(Saved entries)
◆ ◆ ◆ ◆ ◆ ◆ ◆

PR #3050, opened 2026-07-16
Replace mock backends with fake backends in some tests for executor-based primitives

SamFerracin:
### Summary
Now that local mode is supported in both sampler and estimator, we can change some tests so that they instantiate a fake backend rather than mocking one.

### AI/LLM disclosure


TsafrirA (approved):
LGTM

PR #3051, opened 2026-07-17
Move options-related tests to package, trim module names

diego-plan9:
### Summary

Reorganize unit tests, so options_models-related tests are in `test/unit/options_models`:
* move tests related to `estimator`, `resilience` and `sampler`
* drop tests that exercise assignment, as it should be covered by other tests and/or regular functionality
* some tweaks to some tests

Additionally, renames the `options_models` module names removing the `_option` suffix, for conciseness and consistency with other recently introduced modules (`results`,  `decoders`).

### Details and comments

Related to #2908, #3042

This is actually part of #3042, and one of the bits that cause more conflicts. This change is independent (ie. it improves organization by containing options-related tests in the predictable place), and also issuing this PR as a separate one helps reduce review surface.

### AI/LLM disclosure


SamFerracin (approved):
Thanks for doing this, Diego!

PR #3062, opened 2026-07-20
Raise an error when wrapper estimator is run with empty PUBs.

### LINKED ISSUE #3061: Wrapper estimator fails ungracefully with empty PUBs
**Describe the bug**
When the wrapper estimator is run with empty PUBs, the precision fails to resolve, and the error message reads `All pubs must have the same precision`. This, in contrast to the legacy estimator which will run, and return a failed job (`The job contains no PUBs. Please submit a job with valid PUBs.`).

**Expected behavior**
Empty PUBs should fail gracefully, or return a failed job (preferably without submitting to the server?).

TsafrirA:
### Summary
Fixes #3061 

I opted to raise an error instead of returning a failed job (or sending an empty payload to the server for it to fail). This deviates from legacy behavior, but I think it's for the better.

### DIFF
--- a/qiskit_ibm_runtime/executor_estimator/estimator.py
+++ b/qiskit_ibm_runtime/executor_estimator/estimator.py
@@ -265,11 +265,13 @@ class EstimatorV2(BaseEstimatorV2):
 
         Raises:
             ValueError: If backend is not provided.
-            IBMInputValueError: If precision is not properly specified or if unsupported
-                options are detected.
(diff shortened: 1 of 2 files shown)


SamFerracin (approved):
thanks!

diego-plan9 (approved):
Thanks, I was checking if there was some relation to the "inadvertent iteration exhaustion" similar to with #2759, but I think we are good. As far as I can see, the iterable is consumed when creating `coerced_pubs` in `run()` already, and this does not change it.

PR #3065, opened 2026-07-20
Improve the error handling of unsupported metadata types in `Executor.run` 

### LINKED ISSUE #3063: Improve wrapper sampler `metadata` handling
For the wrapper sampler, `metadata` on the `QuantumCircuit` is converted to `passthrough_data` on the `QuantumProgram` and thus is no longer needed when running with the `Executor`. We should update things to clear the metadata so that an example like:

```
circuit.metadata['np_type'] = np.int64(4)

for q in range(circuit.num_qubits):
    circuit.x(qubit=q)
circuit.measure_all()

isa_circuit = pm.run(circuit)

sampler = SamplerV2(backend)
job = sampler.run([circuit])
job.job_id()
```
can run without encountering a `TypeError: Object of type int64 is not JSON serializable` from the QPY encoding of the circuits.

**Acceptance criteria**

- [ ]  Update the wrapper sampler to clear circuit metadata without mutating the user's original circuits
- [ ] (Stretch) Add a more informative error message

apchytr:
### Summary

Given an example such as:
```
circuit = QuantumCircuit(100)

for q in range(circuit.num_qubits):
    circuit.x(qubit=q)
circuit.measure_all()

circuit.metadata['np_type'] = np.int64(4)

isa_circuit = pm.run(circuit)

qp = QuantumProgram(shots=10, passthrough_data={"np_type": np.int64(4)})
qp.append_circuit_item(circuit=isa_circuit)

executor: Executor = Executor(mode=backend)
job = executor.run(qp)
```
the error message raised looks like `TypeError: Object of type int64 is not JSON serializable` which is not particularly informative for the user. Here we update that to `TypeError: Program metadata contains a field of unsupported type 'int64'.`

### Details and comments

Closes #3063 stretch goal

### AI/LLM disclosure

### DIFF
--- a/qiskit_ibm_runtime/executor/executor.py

◆ ◆ ◆ ◆ ◆ ◆ ◆

Work instructions ::
Your task is to gather all lines from the entries above that hold the word "circuits".

Answer section ::
can run without encountering a `TypeError: Object of type int64 is not JSON serializable` from the QPY encoding of the circuits.
- [ ]  Update the wrapper sampler to clear circuit metadata without mutating the user's original circuits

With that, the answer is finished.